#### Your instructions:
Work through the data line by line, gathering every line that has the word "which".

::: Information shown

Issue #2076, opened 2019-10-01
proposal: fail fast if OS image is not available


jadarsie:
**What**

Add a new command that returns the OS image metadata for a given AKSe distro. Something like this maybe.

```
$> aks-engine distro --name aks-ubuntu-16.04 [--cloud AzurePublicCloud]
Offer: aaa
Publisher: bbb
SKU: ccc
Version: xxxx.yy.zz
```

**Why**

The Azure Stack doc page documents which VHD is required for a specific AKSe version. However, this approach is not sufficient, users do not read the docs or are not aware of them. 

Users (and troubleshooters) of disconnected AzS stamps  will enjoy a better experience if they can quickly figure out  which VHD is expected.

**Next Steps**

In addition to the proposed command, it would be nice to short-circuit the execution of the `deploy` command (and print a nicer error message) if the expected VHD is not available in the local marketplace.

jadarsie:
The original proposal is not properly addressing the Windows VHD case.

A next iteration of this proposal would be to short-circuit the execution of the `deploy` command if any of the VHDs specified in the generated apimodel is not available in the target cloud's marketplace.

In that case, AKSe should NOT start the deployment and print a clean message (currently a stacktrace), that roughly says: "Hey, you are trying to use image XYZ, but it is not available, go get it before you re-try."

The `deploy` command output could potentially include the list of available images, but this may be confusing to users (at least for Linux nodes) as it won't give them the entire picture. The corresponding AKSe version that goes with the image will be missing.

jadarsie:
FYI @marosset

marosset:
Right now all windows agent pools must use the same image and the image details are stored in the windowsProfile.
https://github.com/Azure/aks-engine/blob/master/docs/topics/clusterdefinitions.md#marketplace-images has more details

marosset:
(in case you were looking for info on how windows images are referenced to perform the check :))

jadarsie:
I was mostly interested in feedback to make sure this works for everyone. Thx for the details!

marosset:
This seems like a useful check to perform as part of  `deploy` operations

CecileRobertMichon:
sgtm

PR #2342, opened 2019-11-20
feat: validate VHD availability on azurestack

deaborch:
**Reason for Change**:

Check Azurestack for availability of VHDs 

**Issue Fixed**:

#2076

**Requirements**:

- [ ] includes documentation
- [ ] adds unit tests

**Notes**:
*TODO*:
- [ ] Validation fixes
- [ ] Include unit tests
- [ ] Make feature only available on azure stack 
- [ ] Support for feature in scale 
- [ ] Support for feature in upgrade


pkg/armhelpers/interfaces.go
```diff
@@ -95,6 +95,12 @@ type AKSEngineClient interface {
 	// DeployTemplate can deploy a template into Azure ARM
 	DeployTemplate(ctx context.Context, resourceGroup, name string, template, parameters map[string]interface{}) (resources.DeploymentExtended, error)
 
+	// ListVirtualMachineImages return a list of images
```
jackfrancis: What do you think @devigned? Should we create a `pkg/armhelpers/v2/interfaces.go` to create the additive method changes here? Making these changes in place will indeed break contracts of pre-existing `AKSEngineClient` type usages.

pkg/armhelpers/azurestack/vmImage.go
```diff
@@ -0,0 +1,39 @@
...
+
+//ListVirtualMachineImages returns the list of images available in the current environment
+func (az *AzureClient) ListVirtualMachineImages(ctx context.Context, top int32, location, publisherName, offer, skus, filter, orderBy string) (result azcompute.ListVirtualMachineImageResource, err error) {
+	vmImages, err := az.virtualMachineImageClient.List(ctx, location, publisherName, offer, skus, filter, &top, orderBy)
+	azVMImages := azcompute.ListVirtualMachineImageResource{}
+
+	if err != nil {
+		return azVMImages, fmt.Errorf("fail to get virtual machine images, %s", err)
+	}
+	err = DeepCopy(&azVMImages, vmImages)
```
devigned: please consider using the following:
```go
if err := DeepCopy(...); err != nil {
  // ...
}
```

pkg/armhelpers/azurestack/vmImage.go
```diff
@@ -0,0 +1,39 @@
...
+	if err != nil {
+		return azVMImages, fmt.Errorf("fail to convert virtual machine images, %s", err)
+	}
+	return azVMImages, err
+}
+
+//GetVirtualMachineImage returns an image or an error where there is no image
+func (az *AzureClient) GetVirtualMachineImage(ctx context.Context, location, publisherName, offer, skus, version string) (result azcompute.VirtualMachineImage, err error) {
```
devigned: Why use named returns if you are not going to use them in the function? Either remove the names on the returns or use them in the function.

pkg/armhelpers/azurestack/vmImage.go
```diff
@@ -0,0 +1,39 @@
...
+
+import (
+	"context"
+	"fmt"
+
+	azcompute "github.com/Azure/azure-sdk-for-go/services/compute/mgmt/2018-10-01/compute"
+)
+
+//ListVirtualMachineImages returns the list of images available in the current environment
+func (az *AzureClient) ListVirtualMachineImages(ctx context.Context, top int32, location, publisherName, offer, skus, filter, orderBy string) (result azcompute.ListVirtualMachineImageResource, err error) {
```
devigned: Either remove the names on the returns or use them in the function.

pkg/armhelpers/azurestack/vmImage.go
```diff
@@ -0,0 +1,39 @@
...
+//GetVirtualMachineImage returns an image or an error where there is no image
+func (az *AzureClient) GetVirtualMachineImage(ctx context.Context, location, publisherName, offer, skus, version string) (result azcompute.VirtualMachineImage, err error) {
+	vmImage, err := az.virtualMachineImageClient.Get(ctx, location, publisherName, offer, skus, version)
+
+	azVMImage := azcompute.VirtualMachineImage{}
+
+	if err != nil {
+		return azVMImage, fmt.Errorf("fail to get virtual machine image, %s", err)
+	}
+	err = DeepCopy(&azVMImage, vmImage)
```
devigned: Again, please consider making this an error set and if err != nil block.

pkg/armhelpers/interfaces.go
devigned: I agree with you. This should be moved into a new interface. Perhaps, there should be an interface like below:

```go
type VMImageFetcher interface {
	ListVirtualMachineImages(ctx context.Context, top int32, location, publisherName, offer, skus, filter, orderBy string) (compute.ListVirtualMachineImageResource, error)
 	GetVirtualMachineImage(ctx context.Context, location, publisherName, offer, skus, version string) (compute.VirtualMachineImage, error)
}
```

If the client implements that type, then the image checking functionality could be used. For example:

```go
if imageFetcher, ok := akseClient.(VMImageFetcher); ok {
  // do the image checking stuff...
}
```

That doesn't limit the ability of AKS Engine to provide additional functionality and it allows that new functionality to be non-breaking to existing consumers. I favor this method since it is a "nice to have" behavior, not something that is required to function. That is to say, the client will still build a cluster without the ability to check if an image exists, but there may be an error raised by ARM at a later time stating the image does not exist. It is not optimal behavior since with the ability to check if an image exists prior to the deployment, we could respond quicker. In either case, the behavior will reach the same end state.

pkg/armhelpers/support-validator.go
```diff
@@ -0,0 +1,113 @@
...
+)
+
+type requiredImage struct {
+	image     api.AzureOSImageConfig
+	errorData error
+}
+
+//ValidateRequiredImages checks both master ang agent profiles and ensures these images are available in the environment
+func ValidateRequiredImages(ctx context.Context, location string, p *api.Properties, client AKSEngineClient) error {
+
```
devigned: less vert spacing please

pkg/armhelpers/support-validator.go
```diff
@@ -0,0 +1,113 @@
...
+		return api.RHELOSImageConfig
+	case api.CoreOS:
+		return api.CoreOSImageConfig
+	case api.AKSUbuntu1604:
+		return api.AKSUbuntu1604OSImageConfig
+	case api.AKSUbuntu1804:
+		return api.AKSUbuntu1804OSImageConfig
+	case api.ACC1604:
+		return api.ACC1604OSImageConfig
+	default:
```
devigned: I would expect default to return an error rather than just guess what the correct distro is based on exhaustion of options.

In constrained lists, I'd generally opt toward being precise.

deaborch: That is true and i do agree that we should be percise whenever possible. However, seeing as when dealing with the distro values, it is possible for the value to be empty and when it is empty, aksEngine defaults. with this in mind i felt the Image checker should behave in the same way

::::::

#### Result for this task:
The Azure Stack doc page documents which VHD is required for a specific AKSe version. However, this approach is not sufficient, users do not read the docs or are not aware of them. 
Users (and troubleshooters) of disconnected AzS stamps  will enjoy a better experience if they can quickly figure out  which VHD is expected.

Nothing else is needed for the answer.